(Stored records)
PR #411, opened 2024-02-21
Layout tgw

haim-kermany:
1. create a specific layout for tgw, trying to optimize the location of the gtws according to the src and dst of the lines that route through the gtw
2. postponed the calculation of the routing direction to after the layout (originally it was done when creating the connection)


pkg/drawio/layout.go
```diff
@@ -593,6 +594,106 @@ func (ly *layoutS) setIconsLocationsOnTop(square SquareTreeNodeInterface) {
...
+		if col.width() >= iconSpace {
+			allCols[ci] = true
+			for _, tgw := range tgws {
+				if ci >= tgwMinCol[tgw] && ci <= tgwMaxCol[tgw] {
+					tgwOptionalCols[tgw] = append(tgwOptionalCols[tgw], ci)
+				}
+			}
+		}
+	}
+	return tgwOptionalCols, allCols
```
zivnevo, line 694: Can we be sure here that `len(tgwOptionalCols[tgw]) > 0` for every `tgw`?

zivnevo (changes requested):

pkg/drawio/layout.go
haim-kermany: I think can be sure, the minCol and maxCol are cols a src/dst, so we their width put them in tgwOptionalCols.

• _Work to be completed_
Look over the records above and say how many lines hold the word "kermany", giving the number alone.

• _Answer to this exercise_
2